Une manifestation semblable a eu lieu dans la ville de La Lima, dans le département de Cortés, dans le nord du pays, tandis que les opposants au putsch procédaient à des barrages de routes dans les environs de San Pedro Sula, la deuxième ville du pays, située à quelque 250 kilomètres au nord de Tegucigalpa.
Des organisations du Front des étudiants contre le coup d’Etat ont également effectué une marche de protestation dans la capitale contre le gouvernement de facto et pour la défense des conquêtes en matière d’éducation, que la clique de Micheletti a dit vouloir annuler.
Des organisations féminines se sont rassemblées devant l’ambassade des Etats-Unis pour exiger de ce pays qu’il ne reconnaisse pas le régime de facto, cesse de soutenir l’extrême droite et prenne des mesures efficaces contre les putschistes.
«Cette lutte va au-delà du rétablissement de Manuel Zelaya dans ses fonctions.
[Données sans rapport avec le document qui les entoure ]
Issue #333, opened 2022-03-15
Suppression API


miguelpeixe:
Management of suppression settings is currently performed at newspack-plugin through the `Configuration_Manager` class. It's best to move towards improving the plugin's API and deprecate the use of the `Configuration_Manager` class.

Suppression settings should be implemented using the settings api.

PR #374, opened 2022-04-12
chore: create suppression class and functions.php file

miguelpeixe:
This PR is a part of #333, creating a namespaced `Suppression` class in accordance with the plugin's overall structure and moves the `newspack_ads_should_show_ads()` public function to an unnamespaced file dedicated for such functions.

Next steps for future PR(s) should be:
 - Move `get_suppression_config()` and global suppression config away from `Providers\GAM_Model`
 - Create API for modifying global suppression config
 - Modify `newspack-plugin` to use this API

### How to test

No change should take place:

 - Change the global suppression config in the Newspack Ads Suppression wizard and confirm they are applied
 - Edit a post, toggle the "Don't show ads on this post or page" and confirm it is applied

### DIFF
--- a/includes/class-bidding.php
+++ b/includes/class-bidding.php
@@ -333,15 +333,15 @@ final class Bidding {
 
 				// Detect sizes supported by available bidders.
 				$sizes = array_intersect(
-					array_map( [ __CLASS__, 'get_size_string' ], $ad_data['sizes'] ),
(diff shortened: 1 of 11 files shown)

Nous luttons pour l’aboutissement de nos revendications historiques», a déclaré l’une des manifestantes interrogée par l’agence Telesur.

Le dirigeant paysan Rafael Alegria a expliqué à l’agence Prensa Latina que les protestations populaires continueront jusqu’à ce que l’Etat de droit soit rétabli et jusqu’au retour du président constitutionnel Manuel Zelaya.
Alegria a annoncé que jeudi et vendredi, les travailleurs et le peuple en général paralyseront les institutions publiques et le réseau routier, et multiplieront les manifestations de soutien à la grève générale de 48 heures.
Entre-temps, le régime de facto a interpellé 121 citoyens nicaraguayens, vénézuéliens, colombiens et iraniens pour enquêter sur leurs activités dans ce pays, a révélé un porte-parole du Secrétariat à la sécurité, dont fait état l’agence ANSA.
REJET DU VENEZUELA
Le gouvernement vénézuélien a annoncé qu’il ignorait le contenu et le droit des autorités illégitimes du Honduras quant à leur intention d’expulser son personnel diplomatico-administratif, technique et des services.
Un communiqué du ministère des Affaires étrangères du Venezuela qualifie d’absurde l’annonce, rendue publique hier, quant à l’expulsion de tout son personnel diplomatique dans les 72 heures.
A cet égard, des dirigeants populaires du Honduras ont manifesté leur solidarité au Venezuela.
URIBE RECOIT LE CHEF DE LA DIPLOMATIE PUTSCHISTE
Depuis Bogota, l’agence DPA signale que le ministre hondurien des Affaires étrangères du régime de facto, Carlos Lopez, a été reçu par le président colombien Alvaro Uribe.
Lopez conduisait une délégation hondurienne composée de huit personnes qui s’est réunie à Bogota avec Uribe, au terme d’une cérémonie présidée par Uribe pour fixer les sessions du Congrès.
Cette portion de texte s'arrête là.